Report all lines of the records that contain "trait".

■ **DATASET RECORDS**

--- --- ---

PR #3609, opened 2024-05-16
Add socketpair shim

### LINKED ISSUE #3442: Complete socketpair support
We pretend to implement `socketpair`, but that's a complete lie. Completing this however doesn't need any involvement with the rest of the epoll plans. We "just" need to allocate somewhere two buffers for the data to be sent between these two endpoints, and then wire up the read/write of the two sockets with the right buffers. This can be tested by directly using `socketpair`/`read`/`write`.

We can provide more detailed mentoring instructions if needed.

tiif:
Fixes #3442 
Design proposal: https://hackmd.io/@tiif/Skhc1t0-C

### DIFF
--- a/src/shims/unix/socket.rs
+++ b/src/shims/unix/socket.rs
@@ -1,15 +1,38 @@
+use std::cell::RefCell;
+use std::collections::VecDeque;
 use std::io;
+use std::io::{Error, ErrorKind, Read};
+use std::rc::{Rc, Weak};
 
 use crate::shims::unix::*;
-use crate::*;
+use crate::{concurrency::VClock, *};
 
 use self::fd::FileDescriptor;
 
+/// The maximum capacity of the socketpair buffer in bytes.
+/// This number is arbitrary as the value can always
+/// be configured in the real system.
+const MAX_SOCKETPAIR_BUFFER_CAPACITY: usize = 212992;
+
 /// Pair of connected sockets.
-///
-/// We currently don't allow sending any data through this pair, so this can be just a dummy.
 #[derive(Debug)]
-struct SocketPair;
+struct SocketPair {
+    // By making the write link weak, a `write` can detect when all readers are
+    // gone, and trigger EPIPE as appropriate.
+    writebuf: Weak<RefCell<Buffer>>,
+    readbuf: Rc<RefCell<Buffer>>,
+    is_nonblock: bool,
+}
+
+#[derive(Debug)]
+struct Buffer {
+    buf: VecDeque<u8>,
+    clock: VClock,
+    /// Indicates if there is at least one active writer to this buffer.
+    /// If all writers of this buffer are dropped, buf_has_writer becomes false and we
+    /// indicate EOF instead of blocking.
+    buf_has_writer: bool,
+}
 
 impl FileDescription for SocketPair {
     fn name(&self) -> &'static str {
@@ -20,17 +43,102 @@ impl FileDescription for SocketPair {
         self: Box<Self>,
         _communicate_allowed: bool,
     ) -> InterpResult<'tcx, io::Result<()>> {
+        // This is used to signal socketfd of other side that there is no writer to its readbuf.
+        // If the upgrade fails, there is no need to update as all read ends have been dropped.
+        if let Some(writebuf) = self.writebuf.upgrade() {
+            writebuf.borrow_mut().buf_has_writer = false;
+        };
         Ok(Ok(()))
+    }
+
+    fn read<'tcx>(
+        &mut self,
+        _communicate_allowed: bool,
+        bytes: &mut [u8],
+        ecx: &mut MiriInterpCx<'tcx>,
+    ) -> InterpResult<'tcx, io::Result<usize>> {
+        let request_byte_size = bytes.len();
+        let mut readbuf = self.readbuf.borrow_mut();
+
+        // Always succeed on read size 0.
+        if request_byte_size == 0 {
+            return Ok(Ok(0));
+        }
+
+        if readbuf.buf.is_empty() {
+            if !readbuf.buf_has_writer {
+                // Socketpair with no writer and empty buffer.
+                // 0 bytes successfully read indicates end-of-file.
+                return Ok(Ok(0));
+            } else {
+                if self.is_nonblock {
+                    // Non-blocking socketpair with writer and empty buffer.
+                    // https://linux.die.net/man/2/read
+                    // EAGAIN or EWOULDBLOCK can be returned for socket,
+                    // POSIX.1-2001 allows either error to be returned for this case.
+                    // Since there is no ErrorKind for EAGAIN, WouldBlock is used.
+                    return Ok(Err(Error::from(ErrorKind::WouldBlock)));
+                } else {
+                    // Blocking socketpair with writer and empty buffer.
+                    // FIXME: blocking is currently not supported
+                    throw_unsup_format!("socketpair read: blocking isn't supported yet");
+                }
+            }
+        }
+
+        // Synchronize with all previous writes to this buffer.
+        // FIXME: this over-synchronizes; a more precise approach would be to
+        // only sync with the writes whose data we will read.
+        ecx.acquire_clock(&readbuf.clock);
+        // Do full read / partial read based on the space available.
+        // Conveniently, `read` exists on `VecDeque` and has exactly the desired behavior.
+        let actual_read_size = readbuf.buf.read(bytes).unwrap();
+        return Ok(Ok(actual_read_size));
+    }
+
+    fn write<'tcx>(
+        &mut self,
+        _communicate_allowed: bool,
+        bytes: &[u8],
+        ecx: &mut MiriInterpCx<'tcx>,
+    ) -> InterpResult<'tcx, io::Result<usize>> {
+        let write_size = bytes.len();
+        // Always succeed on write size 0.
+        // ("If count is zero and fd refers to a file other than a regular file, the results are not specified.")
+        if write_size == 0 {
+            return Ok(Ok(0));
+        }
+
+        let Some(writebuf) = self.writebuf.upgrade() else {
+            // If the upgrade from Weak to Rc fails, it indicates that all read ends have been
+            // closed.
+            return Ok(Err(Error::from(ErrorKind::BrokenPipe)));
+        };
+        let mut writebuf = writebuf.borrow_mut();
+        let data_size = writebuf.buf.len();
+        let available_space = MAX_SOCKETPAIR_BUFFER_CAPACITY.checked_sub(data_size).unwrap();
+        if available_space == 0 {
+            if self.is_nonblock {
+                // Non-blocking socketpair with a full buffer.
+                return Ok(Err(Error::from(ErrorKind::WouldBlock)));
+            } else {
+                // Blocking socketpair with a full buffer.
+                throw_unsup_format!("socketpair write: blocking isn't supported yet");
+            }
+        }
+        // Remember this clock so `read` can synchronize with us.
+        if let Some(clock) = &ecx.release_clock() {
+            writebuf.clock.join(clock);
+        }
+        // Do full write / partial write based on the space available.
+        let actual_write_size = write_size.min(available_space);
+        writebuf.buf.extend(&bytes[..actual_write_size]);
+        return Ok(Ok(actual_write_size));
     }
 }
 
 impl<'tcx> EvalContextExt<'tcx> for crate::MiriInterpCx<'tcx> {}
 pub trait EvalContextExt<'tcx>: crate::MiriInterpCxExt<'tcx> {
-    /// Currently this function this function is a stub. Eventually we need to
-    /// properly implement an FD type for sockets and have this function create
-    /// two sockets and associated FDs such that writing to one will produce
-    /// data that can be read from the other.
-    ///
     /// For more information on the arguments see the socketpair manpage:
     /// <https://linux.die.net/man/2/socketpair>
     fn socketpair(
@@ -42,17 +150,80 @@ pub trait EvalContextExt<'tcx>: crate::MiriInterpCxExt<'tcx> {
     ) -> InterpResult<'tcx, Scalar> {
         let this = self.eval_context_mut();
 
-        let _domain = this.read_scalar(domain)?.to_i32()?;
-        let _type_ = this.read_scalar(type_)?.to_i32()?;
-        let _protocol = this.read_scalar(protocol)?.to_i32()?;
+        let domain = this.read_scalar(domain)?.to_i32()?;
+        let mut type_ = this.read_scalar(type_)?.to_i32()?;
+        let protocol = this.read_scalar(protocol)?.to_i32()?;
         let sv = this.deref_pointer(sv)?;
 
-        // FIXME: fail on unsupported inputs
+        let mut is_sock_nonblock = false;
+
+        // Parse and remove the type flags that we support. If type != 0 after removing,
+        // unsupported flags are used.
+        if type_ & this.eval_libc_i32("SOCK_STREAM") == this.eval_libc_i32("SOCK_STREAM") {
+            type_ &= !(this.eval_libc_i32("SOCK_STREAM"));
+        }
+
+        // SOCK_NONBLOCK only exists on Linux.
+        if this.tcx.sess.target.os == "linux" {
+            if type_ & this.eval_libc_i32("SOCK_NONBLOCK") == this.eval_libc_i32("SOCK_NONBLOCK") {
+                is_sock_nonblock = true;
+                type_ &= !(this.eval_libc_i32("SOCK_NONBLOCK"));
+            }
+            if type_ & this.eval_libc_i32("SOCK_CLOEXEC") == this.eval_libc_i32("SOCK_CLOEXEC") {
+                type_ &= !(this.eval_libc_i32("SOCK_CLOEXEC"));
+            }
+        }
+
+        // Fail on unsupported input.
+        // AF_UNIX and AF_LOCAL are synonyms, so we accept both in case
+        // their values differ.
+        if domain != this.eval_libc_i32("AF_UNIX") && domain != this.eval_libc_i32("AF_LOCAL") {
+            throw_unsup_format!(
+                "socketpair: Unsupported domain {:#x} is used, only AF_UNIX \
+                                 and AF_LOCAL are allowed",
+                domain
+            );
+        } else if type_ != 0 {
+            throw_unsup_format!(
+                "socketpair: Unsupported type {:#x} is used, only SOCK_STREAM, \
+                                 SOCK_CLOEXEC and SOCK_NONBLOCK are allowed",
+                type_
+            );
+        } else if protocol != 0 {
+            throw_unsup_format!(
+                "socketpair: Unsupported socket protocol {protocol} is used, \
+                                 only 0 is allowed",
+            );
+        }
+
+        let buffer1 = Rc::new(RefCell::new(Buffer {
+            buf: VecDeque::new(),
+            clock: VClock::default(),
+            buf_has_writer: true,
+        }));
+
+        let buffer2 = Rc::new(RefCell::new(Buffer {
+            buf: VecDeque::new(),
+            clock: VClock::default(),
+            buf_has_writer: true,
+        }));
+
+        let socketpair_0 = SocketPair {
+            writebuf: Rc::downgrade(&buffer1),
+            readbuf: Rc::clone(&buffer2),
+            is_nonblock: is_sock_nonblock,
+        };
+
+        let socketpair_1 = SocketPair {
+            writebuf: Rc::downgrade(&buffer2),
+            readbuf: Rc::clone(&buffer1),
+            is_nonblock: is_sock_nonblock,
+        };
 
         let fds = &mut this.machine.fds;
-        let sv0 = fds.insert_fd(FileDescriptor::new(SocketPair));
+        let sv0 = fds.insert_fd(FileDescriptor::new(socketpair_0));
         let sv0 = Scalar::try_from_int(sv0, sv.layout.size).unwrap();
-        let sv1 = fds.insert_fd(FileDescriptor::new(SocketPair));
+        let sv1 = fds.insert_fd(FileDescriptor::new(socketpair_1));
         let sv1 = Scalar::try_from_int(sv1, sv.layout.size).unwrap();
 
         this.write_scalar(sv0, &sv)?;
--- a/tests/fail-dep/libc/socketpair_read_blocking.rs
+++ b/tests/fail-dep/libc/socketpair_read_blocking.rs
@@ -1,0 +1,12 @@
+//@ignore-target-windows: no libc socketpair on Windows
+
+// This is temporarily here because blocking on fd is not supported yet.
+// When blocking is eventually supported, this will be moved to pass-dep/libc/libc-socketpair
+
+fn main() {
+    let mut fds = [-1, -1];
+    let _ = unsafe { libc::socketpair(libc::AF_UNIX, libc::SOCK_STREAM, 0, fds.as_mut_ptr()) };
+    // The read below will be blocked because the buffer is empty.
+    let mut buf: [u8; 3] = [0; 3];
+    let _res = unsafe { libc::read(fds[1], buf.as_mut_ptr().cast(), buf.len() as libc::size_t) }; //~ERROR: blocking isn't supported
+}
--- a/tests/pass-dep/libc/libc-socketpair.rs
+++ b/tests/pass-dep/libc/libc-socketpair.rs
@@ -1,0 +1,124 @@
+//@ignore-target-windows: No libc socketpair on Windows
+// test_race depends on a deterministic schedule.
+//@compile-flags: -Zmiri-preemption-rate=0
+use std::thread;
+fn main() {
+    test_socketpair();
+    test_socketpair_threaded();
+    test_race();
+}
+
+fn test_socketpair() {
+    let mut fds = [-1, -1];
+    let mut res =
+        unsafe { libc::socketpair(libc::AF_UNIX, libc::SOCK_STREAM, 0, fds.as_mut_ptr()) };
+    assert_eq!(res, 0);
+
+    // Read size == data available in buffer.
+    let data = "abcde".as_bytes().as_ptr();
+    res = unsafe { libc::write(fds[0], data as *const libc::c_void, 5).try_into().unwrap() };
+    assert_eq!(res, 5);
+    let mut buf: [u8; 5] = [0; 5];
+    res = unsafe {
+        libc::read(fds[1], buf.as_mut_ptr().cast(), buf.len() as libc::size_t).try_into().unwrap()
+    };
+    assert_eq!(res, 5);
+    assert_eq!(buf, "abcde".as_bytes());
+
+    // Read size > data available in buffer.
+    let data = "abc".as_bytes().as_ptr();
+    res = unsafe { libc::write(fds[0], data as *const libc::c_void, 3).try_into().unwrap() };
+    assert_eq!(res, 3);
+    let mut buf2: [u8; 5] = [0; 5];
+    res = unsafe {
+        libc::read(fds[1], buf2.as_mut_ptr().cast(), buf2.len() as libc::size_t).try_into().unwrap()
+    };
+    assert_eq!(res, 3);
+    assert_eq!(&buf2[0..3], "abc".as_bytes());
+
+    // Test read and write from another direction.
+    // Read size == data available in buffer.
+    let data = "12345".as_bytes().as_ptr();
+    res = unsafe { libc::write(fds[1], data as *const libc::c_void, 5).try_into().unwrap() };
+    assert_eq!(res, 5);
+    let mut buf3: [u8; 5] = [0; 5];
+    res = unsafe {
+        libc::read(fds[0], buf3.as_mut_ptr().cast(), buf3.len() as libc::size_t).try_into().unwrap()
+    };
+    assert_eq!(res, 5);
+    assert_eq!(buf3, "12345".as_bytes());
+
+    // Read size > data available in buffer.
+    let data = "123".as_bytes().as_ptr();
+    res = unsafe { libc::write(fds[1], data as *const libc::c_void, 3).try_into().unwrap() };
+    assert_eq!(res, 3);
+    let mut buf4: [u8; 5] = [0; 5];
+    res = unsafe {
+        libc::read(fds[0], buf4.as_mut_ptr().cast(), buf4.len() as libc::size_t).try_into().unwrap()
+    };
+    assert_eq!(res, 3);
+    assert_eq!(&buf4[0..3], "123".as_bytes());
+}
+
+fn test_socketpair_threaded() {
+    let mut fds = [-1, -1];
+    let mut res =
+        unsafe { libc::socketpair(libc::AF_UNIX, libc::SOCK_STREAM, 0, fds.as_mut_ptr()) };
+    assert_eq!(res, 0);
+
+    let data = "abcde".as_bytes().as_ptr();
+    res = unsafe { libc::write(fds[0], data as *const libc::c_void, 5).try_into().unwrap() };
+    assert_eq!(res, 5);
+    let thread1 = thread::spawn(move || {
+        let mut buf: [u8; 5] = [0; 5];
+        let res: i64 = unsafe {
+            libc::read(fds[1], buf.as_mut_ptr().cast(), buf.len() as libc::size_t)
+                .try_into()
+                .unwrap()
+        };
+        assert_eq!(res, 5);
+        assert_eq!(buf, "abcde".as_bytes());
+    });
+    thread1.join().unwrap();
+
+    // Read and write from different direction
+    let thread2 = thread::spawn(move || {
+        let data = "12345".as_bytes().as_ptr();
+        let res: i64 =
+            unsafe { libc::write(fds[0], data as *const libc::c_void, 5).try_into().unwrap() };
+        assert_eq!(res, 5);
+    });
+    thread2.join().unwrap();
+    let mut buf: [u8; 5] = [0; 5];
+    res = unsafe {
+        libc::read(fds[1], buf.as_mut_ptr().cast(), buf.len() as libc::size_t).try_into().unwrap()
+    };
+    assert_eq!(res, 5);
+    assert_eq!(buf, "12345".as_bytes());
+}
+fn test_race() {
+    static mut VAL: u8 = 0;
+    let mut fds = [-1, -1];
+    let mut res =
+        unsafe { libc::socketpair(libc::AF_UNIX, libc::SOCK_STREAM, 0, fds.as_mut_ptr()) };
+    assert_eq!(res, 0);
+    let thread1 = thread::spawn(move || {
+        let mut buf: [u8; 1] = [0; 1];
+        // write() from the main thread will occur before the read() here
+        // because preemption is disabled and the main thread yields after write().
+        let res: i32 = unsafe {
+            libc::read(fds[1], buf.as_mut_ptr().cast(), buf.len() as libc::size_t)
+                .try_into()
+                .unwrap()
+        };
+        assert_eq!(res, 1);
+        assert_eq!(buf, "a".as_bytes());
+        unsafe { assert_eq!(VAL, 1) };
+    });
+    unsafe { VAL = 1 };
+    let data = "a".as_bytes().as_ptr();
+    res = unsafe { libc::write(fds[0], data as *const libc::c_void, 1).try_into().unwrap() };
+    assert_eq!(res, 1);
+    thread::yield_now();
+    thread1.join().unwrap();
+}
--- a/tests/fail-dep/libc/socketpair_read_blocking.stderr
+++ b/tests/fail-dep/libc/socketpair_read_blocking.stderr
@@ -1,0 +1,14 @@
+error: unsupported operation: socketpair read: blocking isn't supported yet
+  --> $DIR/socketpair_read_blocking.rs:LL:CC
+   |
+LL |     let _res = unsafe { libc::read(fds[1], buf.as_mut_ptr().cast(), buf.len() as libc::size_t) };
+   |                         ^^^^^^^^^^^^^^^^^^^^^^^^^^^^^^^^^^^^^^^^^^^^^^^^^^^^^^^^^^^^^^^^^^^^^^ socketpair read: blocking isn't supported yet
+   |
+   = help: this is likely not a bug in the program; it indicates that the program performed an operation that Miri does not support
+   = note: BACKTRACE:
+   = note: inside `main` at $DIR/socketpair_read_blocking.rs:LL:CC
+
+note: some details are omitted, run with `MIRIFLAGS=-Zmiri-backtrace=full` for a verbose backtrace
+
+error: aborting due to 1 previous error
+
--- a/tests/fail-dep/libc/socketpair_write_blocking.rs
+++ b/tests/fail-dep/libc/socketpair_write_blocking.rs
@@ -1,0 +1,16 @@
+//@ignore-target-windows: no libc socketpair on Windows
+// This is temporarily here because blocking on fd is not supported yet.
+// When blocking is eventually supported, this will be moved to pass-dep/libc/libc-socketpair
+fn main() {
+    let mut fds = [-1, -1];
+    let _ = unsafe { libc::socketpair(libc::AF_UNIX, libc::SOCK_STREAM, 0, fds.as_mut_ptr()) };
+    // Write size > buffer capacity
+    // Used up all the space in the buffer.
+    let arr1: [u8; 212992] = [1; 212992];
+    let _ = unsafe { libc::write(fds[0], arr1.as_ptr() as *const libc::c_void, 212992) };
+    let data = "abc".as_bytes().as_ptr();
+    // The write below will be blocked as the buffer is full.
+    let _ = unsafe { libc::write(fds[0], data as *const libc::c_void, 3) }; //~ERROR: blocking isn't supported
+    let mut buf: [u8; 3] = [0; 3];
+    let _res = unsafe { libc::read(fds[1], buf.as_mut_ptr().cast(), buf.len() as libc::size_t) };
+}
--- a/tests/fail-dep/libc/socketpair_write_blocking.stderr
+++ b/tests/fail-dep/libc/socketpair_write_blocking.stderr
@@ -1,0 +1,14 @@
+error: unsupported operation: socketpair write: blocking isn't supported yet
+  --> $DIR/socketpair_write_blocking.rs:LL:CC
+   |
+LL |     let _ = unsafe { libc::write(fds[0], data as *const libc::c_void, 3) };
+   |                      ^^^^^^^^^^^^^^^^^^^^^^^^^^^^^^^^^^^^^^^^^^^^^^^^^^^ socketpair write: blocking isn't supported yet
+   |
+   = help: this is likely not a bug in the program; it indicates that the program performed an operation that Miri does not support
+   = note: BACKTRACE:
+   = note: inside `main` at $DIR/socketpair_write_blocking.rs:LL:CC
+
+note: some details are omitted, run with `MIRIFLAGS=-Zmiri-backtrace=full` for a verbose backtrace
+
+error: aborting due to 1 previous error
+


tests/pass-dep/libc/libc-socketpair.rs
```diff
@@ -0,0 +1,120 @@
...
+    let _ = thread1.join();
+    _ = thread2.join();
+    let mut buf: [u8; 200000] = [2; 200000];
+    _ = unsafe { libc::read(fds[1], buf.as_mut_ptr().cast(), buf.len() as libc::size_t) };
+    for byte in buf.iter().take(100000) {
+        if *byte == b'0' {
+            println!("race happened");
+        }
+    }
+}
```
tiif, line 120: I suspect a data race can happen since there is no synchronization for the socketpair buffer yet, but currently, data race is not detected in this test. @RalfJung please let me know your thoughts on this. :)

tests/pass-dep/libc/libc-socketpair.rs
```diff
@@ -0,0 +1,121 @@
...
+    _ = thread2.join();
+    let mut buf: [u8; 200000] = [2; 200000];
+    _ = unsafe { libc::read(fds[1], buf.as_mut_ptr().cast(), buf.len() as libc::size_t) };
+    for byte in buf.iter().take(100000) {
+        if *byte != 0 {
+            // The first 100000 bytes should all be 0.
+            println!("race happened");
+        }
+    }
+}
```
tiif, line 121: Currently there is no synchronization on the socketpair buffers yet. I suspect a data race can happen, but it is not detected in this test. @RalfJung please let me know your thoughts on this. :)

tiif: When a race happened, a data pattern of 00100 might appear in the buffer because the write of thread2 started before the write of thread1 finished.

tiif:
This is not entirely ready, and still waiting for discussion to happen, but I will tag it with ``waiting for review`` for more visibility. 

@rustbot ready

src/shims/unix/socket.rs
```diff
@@ -1,15 +1,22 @@
...
+use rustc_middle::ty::TyCtxt;
+
 /// Pair of connected sockets.
-///
-/// We currently don't allow sending any data through this pair, so this can be just a dummy.
 #[derive(Debug)]
-struct SocketPair;
+struct SocketPair {
+    readbuf: Rc<RefCell<VecDeque<u8>>>,
+    writebuf: Rc<RefCell<VecDeque<u8>>>,
```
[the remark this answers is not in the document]
oli-obk: no, miri is entirely single threaded, even if it emulates multithreading

src/shims/unix/socket.rs
```diff
@@ -42,17 +105,40 @@ pub trait EvalContextExt<'mir, 'tcx: 'mir>: crate::MiriInterpCxExt<'mir, 'tcx> {
...
-        // FIXME: fail on unsupported inputs
+        // Fail on unsupported input
+        if domain != this.eval_libc_i32("AF_UNIX") && domain != this.eval_libc_i32("AF_LOCAL") {
+            throw_unsup_format!("socketpair: Only AF_UNIX and AF_LOCAL are supported");
+        } else if type_ != this.eval_libc_i32("SOCK_STREAM")
+            && type_ != this.eval_libc_i32("SOCK_DGRAM")
+        {
+            throw_unsup_format!("socketpair: Only SOCK_STREAM and SOCK_DGRAM are suppported");
+        } else if protocol != 0 {
+            throw_unsup_format!("socketpair: Unsupported socket protocol is used");
```
oli-obk, line 121: report the protocol id in the message (same for `domain` and `type_`)

src/shims/unix/socket.rs
```diff
@@ -42,17 +105,40 @@ pub trait EvalContextExt<'mir, 'tcx: 'mir>: crate::MiriInterpCxExt<'mir, 'tcx> {
...
+        }
+
+        let buf1 = Rc::new(RefCell::new(VecDeque::with_capacity(3)));
+        let buf2 = Rc::new(RefCell::new(VecDeque::with_capacity(3)));
+
+        let socketpair_0 = SocketPair {
+            writebuf: Rc::clone(&buf1),
+            readbuf: Rc::clone(&buf2),
+            max_capacity: 212992,
```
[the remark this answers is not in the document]
oli-obk: iirc we have similar magic numbers (e.g. page sizes) in miri elswhere, check how they are defined (probably with named constants and some documentation).

src/shims/unix/socket.rs
```diff
@@ -22,15 +29,71 @@ impl FileDescription for SocketPair {
...
+        let write_size = bytes.len();
+
+        // If there is no space left in the buffer, we will block until there is available space.
+        // FIXME: blocking is currently not supported.
+        if available_space == 0 {
+            throw_unsup_format!("socketpair write: blocking isn't supported yet");
+        }
+        if write_size == 0 {
+            return Ok(Ok(0));
+        }
```
oli-obk, line 79: shouldn't these two checks be swapped? writing zero bytes into a full buffer is fine

src/shims/unix/socket.rs
```diff
@@ -22,15 +29,71 @@ impl FileDescription for SocketPair {
...
+            for byte in bytes.iter().take(available_space) {
+                self.writebuf.borrow_mut().push_back(*byte);
+            }
+            return Ok(Ok(available_space));
+        } else {
+            for byte in bytes.iter() {
+                self.writebuf.borrow_mut().push_back(*byte);
+            }
+            return Ok(Ok(write_size));
+        }
```
oli-obk, line 91: instead of having two code paths, compute the actual write size (`actual_write_size = write_size.min(available_space)`), and then unconditionally do something like `self.write_buf.borrow_mut().extend(&bytes[..actual_write_size])`

src/shims/unix/socket.rs
```diff
@@ -22,15 +29,71 @@ impl FileDescription for SocketPair {
...
+        bytes: &mut [u8],
+        _tcx: TyCtxt<'tcx>,
+    ) -> InterpResult<'tcx, io::Result<usize>> {
+        let request_byte_size = bytes.len();
+        let data_size = self.readbuf.borrow_mut().len();
+
+        // FIXME: blocking is currently not supported
+        if data_size == 0 {
+            throw_unsup_format!("socketpair read: blocking isn't supported yet");
+        }
```
oli-obk, line 45: as Ralf mentioned in the corresponding issue

> store during socket creation whether the socket is blocking, and then in read/write, if we would have to block, throw_unsup_format!.

This should only bail out as unsupported for blocking sockets.

src/shims/unix/socket.rs
```diff
@@ -22,15 +29,71 @@ impl FileDescription for SocketPair {
...
+        if request_byte_size == 0 {
+            return Ok(Ok(0));
+        }
```
oli-obk, line 48: do this before the available bytes check, because reading zero bytes is always fine.

src/shims/unix/socket.rs
```diff
@@ -22,15 +29,71 @@ impl FileDescription for SocketPair {
...
+            for byte in bytes.iter_mut().take(data_size) {
+                *byte = self.readbuf.borrow_mut().pop_front().unwrap();
+            }
+            return Ok(Ok(data_size));
+        } else {
+            for byte in bytes.iter_mut() {
+                *byte = self.readbuf.borrow_mut().pop_front().unwrap();
+            }
+            return Ok(Ok(request_byte_size));
+        }
```
oli-obk, line 60: do something similar as proposed in `write`, branchless writing of the slice

oli-obk (changes requested):
This will also need to handle the case where the other socket was dropped. What do the manpages say about that case? Will we need to report https://doc.rust-lang.org/std/io/enum.ErrorKind.html#variant.ConnectionAborted or something?

tests/pass-dep/libc/libc-socketpair.rs
oli-obk: Yea, our write/read operations are atomic if they succeed fully. So if the returned value from `write` is `100000`, then all of the bytes were written, and can't have been interleaved with the other thread's written data.

The only thing that could happen is that the first 100k bytes are `1`, because it's not guaranteed which thread writes first. But there will be no interleaving.

What is the expected behaviour on a real system? Is this going to race? If so, we'll need to teach our data race detector about file descriptors.

src/shims/unix/socket.rs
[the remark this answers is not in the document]
RalfJung: We don't have to exactly match any particular kernel here as this is a system configuration knob. But yeah magic values should definitely live in constants.

src/shims/unix/socket.rs
```diff
@@ -1,15 +1,22 @@
...
+
 /// Pair of connected sockets.
-///
-/// We currently don't allow sending any data through this pair, so this can be just a dummy.
 #[derive(Debug)]
-struct SocketPair;
+struct SocketPair {
+    readbuf: Rc<RefCell<VecDeque<u8>>>,
+    writebuf: Rc<RefCell<VecDeque<u8>>>,
+    max_capacity: usize,
```
RalfJung, line 18: Isn't max_capacity a property of the buffer, rather than the socket pair?

Currently it is anyway a constant so there's little point in carrying it here as a field, is there?

src/shims/unix/socket.rs
```diff
@@ -22,15 +29,71 @@ impl FileDescription for SocketPair {
...
     }
+
+    fn read<'tcx>(
+        &mut self,
+        _communicate_allowed: bool,
+        bytes: &mut [u8],
+        _tcx: TyCtxt<'tcx>,
+    ) -> InterpResult<'tcx, io::Result<usize>> {
+        let request_byte_size = bytes.len();
+        let data_size = self.readbuf.borrow_mut().len();
```
RalfJung, line 40: Please only call `borrow_mut` once in this function.

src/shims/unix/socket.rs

--- --- ---

■ **ANSWER FOR THE TASK**
 pub trait EvalContextExt<'tcx>: crate::MiriInterpCxExt<'tcx> {
@@ -42,17 +150,80 @@ pub trait EvalContextExt<'tcx>: crate::MiriInterpCxExt<'tcx> {
@@ -42,17 +105,40 @@ pub trait EvalContextExt<'mir, 'tcx: 'mir>: crate::MiriInterpCxExt<'mir, 'tcx> {
@@ -42,17 +105,40 @@ pub trait EvalContextExt<'mir, 'tcx: 'mir>: crate::MiriInterpCxExt<'mir, 'tcx> {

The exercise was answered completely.